I have a table of 1.6M IP ranges with organization names. The IP addresses are converted to integers. The table is in the form of:
我有一个包含1.6M个IP范围和组织名称的表。IP地址被转换成整数。该表的形式为:
I have a list of 2000 unique ip addresses (e.g. 321223, 531223, ....) that need to be translated to an organization name.
我有2000个不同的ip地址列表(如321223年,321223年,....)需要翻译一个组织的名字。
I loaded the translation table as a mysql table with an index on IP_from and IP_to. I looped through the 2000 IP addresses, running one query per ip address, and after 15 minutes the report was still running. The query I'm using is
我将翻译表作为mysql表加载,其中包含IP_from和IP_to的索引。我浏览了2000个IP地址,每个IP地址运行一个查询,15分钟后报告仍在运行。我使用的查询是
select organization from iptable where ip_addr BETWEEN ip_start AND ip_end
Is there a more efficient way to do this batch look-up? I'll use my fingers if it's a good solution. And in case someone has a Ruby-specific solution, I want to mention that I'm using Ruby.

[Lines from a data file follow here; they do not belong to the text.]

PR #16619, opened 2021-11-17
packagekit: Show "Web Console restart" for Arch and derivates

jelly:
On Arch Linux and derivates cockpit-ws is included in the cockpit
package which makes users miss out on the "Web Console restart" warning
message. As these distriubtions all use the "alpm" backend, the
component now on load fetches the configured backend (can only be one)
to determine which package to check. Using packagekit was chosen over
parsing /etc/os-release or checking if pacman is installed on the
system as we already interact with packagekit over Dbus.

### DIFF
--- a/pkg/lib/packagekit.js
+++ b/pkg/lib/packagekit.js
@@ -501,3 +501,11 @@ export function install_missing_packages(data, progress_cb) {
                                       }
                                   });
 }
+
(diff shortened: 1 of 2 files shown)


martinpitt (approved):
Nice one! Retrying the flakes.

是否有更有效的方法来进行批查找?如果这是个好办法,我就用我的手指。如果有人有特定于Ruby的解决方案,我想说我正在使用Ruby。
2 个解决方案
#1
5
Given that you already have an index on ip_start
, this is how to use it best, assuming that you want to make one access per IP (1234
in this example):
假设您已经有了一个关于ip_start的索引,这就是如何最好地使用它的方法,假设您希望对每个IP进行一次访问(本例中为1234):
select organization from (
select ip_end, organization
from iptable
where ip_start <= 1234
order by ip_start desc
limit 1
) subqry where 1234 <= ip_end
This will use your index to start a scan which stops immediately because of the limit 1
. The cost should only be marginally higher than the one of a simple indexed access. Of course, this technique relies on the fact that the ranges defined by ip_start
and ip_end
never overlap.
这将使用索引启动扫描,该扫描由于限制1而立即停止。成本只应该略高于简单的索引访问。当然,这种技术依赖于ip_start和ip_end定义的范围从不重叠这一事实。
The problem with your original approach is that mysql, being unaware of this constraint, can only use the index to determine where to start or stop the scan that (it thinks) it needs in order to find all matches for your query.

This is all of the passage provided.